也就是說,我們現在覺得東南亞及南亞的國家與台灣的經濟互補性更高,我們也希望過去台商在東南亞有相當多投資的基礎上,再次去強化我們與東南亞國家與南亞國家的經濟、貿易、文化上面的連結,我們覺得以現在的情況來看,台灣有很多的技術與經驗,其實是東南亞許多國家現在所需要的,我們也很樂意與他們一起來分享。
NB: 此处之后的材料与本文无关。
PR #397, opened 2024-03-12
Use full uris in decision-type plugin

### LINKED ISSUE #396: The `rdfaAware` version of the decision-type plugin fails due to prefixed vs non-prefixed predicates
The `rdfaAware` version of the decision-type plugin currently fails due to the usage of prefixed vs non-prefixed predicates.

**When setting the decision type, the following happens:**
1. Current decision type is determined by filtering the properties of the decision node
2. `removeProperty` command is executed on current decision type with the prefixed version of `RDF('type')` https://github.com/lblod/ember-rdfa-editor-lblod-plugins/blob/99b660ca9e3acd8fa30b629e1dfa94ef59dab3c9/addon/components/besluit-type-plugin/toolbar-dropdown.ts#L213-L218
3. `addProperty` command is executed with newly selected decision type with the prefixed version of `RDF('type')` https://github.com/lblod/ember-rdfa-editor-lblod-plugins/blob/99b660ca9e3acd8fa30b629e1dfa94ef59dab3c9/addon/components/besluit-type-plugin/toolbar-dropdown.ts#L224-L230

**The problem:**
After reloading a document containing a decision with a decision type, the `RDF('type')` predicate gets expanded due to prefixes.
The `removeProperty` command fails to do something as it can no longer match the prefixed version of `RDF('type')`

I created an issue for this problem, as it is a problem which will probably occur in other plugins/instances too.

**Solutions**
- When inserting a predicate/property, we should always use the 'long' version of the URI, and not the prefixed one
- Long-term: only allow inserting prefixed predicates/uris when those prefixes have been defined in the document.

elpoelma:
### Overview
This PR ensures that the full `RDF('type')` uri is used when inserting/removing decision types from a decision.

Closes #396 

### How to test/reproduce
- `pnpm start`
- Insert a decision
- Select a decision type
- Reload the page
- Select a new decision type
- The old decision type should be correctly removed

### Challenges/uncertainties
- When setting a new decision type, it would probably be better to remove all previous decision type properties (just to be sure). I can still update this PR with this.

### Checks PR readiness
- [ ] changelog
- [x] npm lint
- [x] no new deprecations

### DIFF
--- a/addon/components/besluit-type-plugin/toolbar-dropdown.ts
+++ b/addon/components/besluit-type-plugin/toolbar-dropdown.ts
@@ -5,7 +5,6 @@ import { addProperty, removeProperty } from '@lblod/ember-rdfa-editor/commands';
 import { SayController } from '@lblod/ember-rdfa-editor';
 import { sayDataFactory } from '@lblod/ember-rdfa-editor/core/say-data-factory';
 import { ResolvedPNode } from '@lblod/ember-rdfa-editor/plugins/datastore';
-import { getRdfaAttribute } from '@lblod/ember-rdfa-editor/utils/rdfa-utils';
 import fetchBesluitTypes, {
   BesluitType,
 } from '@lblod/ember-rdfa-editor-lblod-plugins/plugins/besluit-type-plugin/utils/fetchBesluitTypes';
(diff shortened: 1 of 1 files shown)


piemonkey (approved):
I think removing all existing decision types would be slightly better but also I can see that as being potentially quite messy, so it's probably not worth it.

elpoelma:
> I think removing all existing decision types would be slightly better but also I can see that as being potentially quite messy, so it's probably not worth it.

Yes indeed.

PR #407, opened 2024-04-02
Update to latest AU and use inline svgs

piemonkey:
### Overview
Update to the latest ember-appuniversum so that we can pass inline svgs as icon arguments. Update all usages of appuniversum icons to pass icon components instead of strings. Required some fixing of deprecated uses of AU components.

Includes (almost) the same tooling changes as for the editor, to allow for support of single-file components. This also meant modernising the TS set-up, for example, by removing ember-cli-typescript.

Part of https://github.com/lblod/frontend-embeddable-notule-editor/issues/243
Uses the work on https://github.com/appuniversum/ember-appuniversum/issues/482
And https://github.com/lblod/ember-rdfa-editor/pull/1178

### Setup
You might need to do some set-up in your editor if you haven't set it up to support the new template syntax, details [in the ember docs](https://guides.emberjs.com/release/components/template-tag-format/#toc_editor-integrations) for highlighting and [the glint docs](https://typed-ember.gitbook.io/glint/getting-started#glint-editor-extensions) for type checking.

### How to test/reproduce
All the icons should work. If you inspect an icon, you should no longer see a <use> element inside the <svg>, you should just see the svg inline.

Due to deprecation fixes, should also check variable plugin, citation plugin and snippet plugin for UI problems.

### Challenges/uncertainties
There's quite some built-up technical dept. This fixes some of it, but there are differences between the set-up here and in the editor that are most likely historical and make it hard to make updates in both places at once.

### Checks PR readiness
- [x] changelog
- [x] npm lint
- [x] no new deprecations


abeforgit (approved):
I can't find a fault so this is good to go for me

PR #408, opened 2024-04-16
Allow to insert structure even if insertion range does not have RDFA attributes.

dkozickis:
### Overview

Allow to insert structure even if insertion range does not have RDFA attributes.

`insertStructure` was too strict checking whether `containerNode` found by `findInsertionRange` has RDFA attributes or not.

### Setup

1. Checkout

### How to test/reproduce

Try inserting 2 of the same structures in a row, before the fix you need to click under the structure you added, add a newline, and then you can insert the next one, after the fix you can spam them all you want.

#### Before

https://github.com/lblod/ember-rdfa-editor-lblod-plugins/assets/769698/634d8253-235b-41b8-a99d-eb4f37c6bd65

#### After

https://github.com/lblod/ember-rdfa-editor-lblod-plugins/assets/769698/9ef10b28-9919-404b-9028-c8e2c0de96e5

### Challenges/uncertainties

My understanding is that it should be possible to insert structure regardless, as structures _can_ be used without RDFA. Is that correct?

### Checks PR readiness
- [X] changelog
- [X] npm lint
- [X] no new deprecations

### DIFF
--- a/package.json
+++ b/package.json
@@ -176,5 +176,6 @@
   },
   "ember-addon": {
     "configPath": "tests/dummy/config"
-  }
+  },
+  "packageManager": "pnpm@8.15.7+sha256.50783dd0fa303852de2dd1557cd4b9f07cb5b018154a6e76d0f40635d6cee019"
 }


abeforgit (approved):
lgtm!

您剛才有特別提到觀光客的問題,沒有錯,我們看到在今年8月與9月份觀光客的數字,來自中國大陸的確實是有減少,但是我們也看到,近來是有慢慢回復的趨勢,那趨勢還不穩定。但在同一時期,以我們今年一整年來看,其他地方觀光客的來源其實是有在增加,所以我們整體觀光客的減少並不是很多,甚至於在其他地區的觀光客在增加的情況下,我們預期觀光業的情況應該是還好。最重要的就是說,在過去依賴中國大陸觀光客的這些旅遊業者,我們必須要給他們一些協助,讓他們進行調整,讓他們也可以服務來自其他國家的觀光客。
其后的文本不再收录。